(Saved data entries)
PR #219, opened 2020-07-24
Ported twist-to-ackermann script to ROS 2

tobiasblass:
Ported the twist-to-ackermann conversion script to ROS 2

It's probably debatable if the script should be placed under bin or lib. If you prefer another location, please just let me know and I can change it.


amakarow:
Thanks for this PR.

### Exercise
Show every line in the entries where the string "Ported" occurs.

### Reply to the task
Ported twist-to-ackermann script to ROS 2
Ported the twist-to-ackermann conversion script to ROS 2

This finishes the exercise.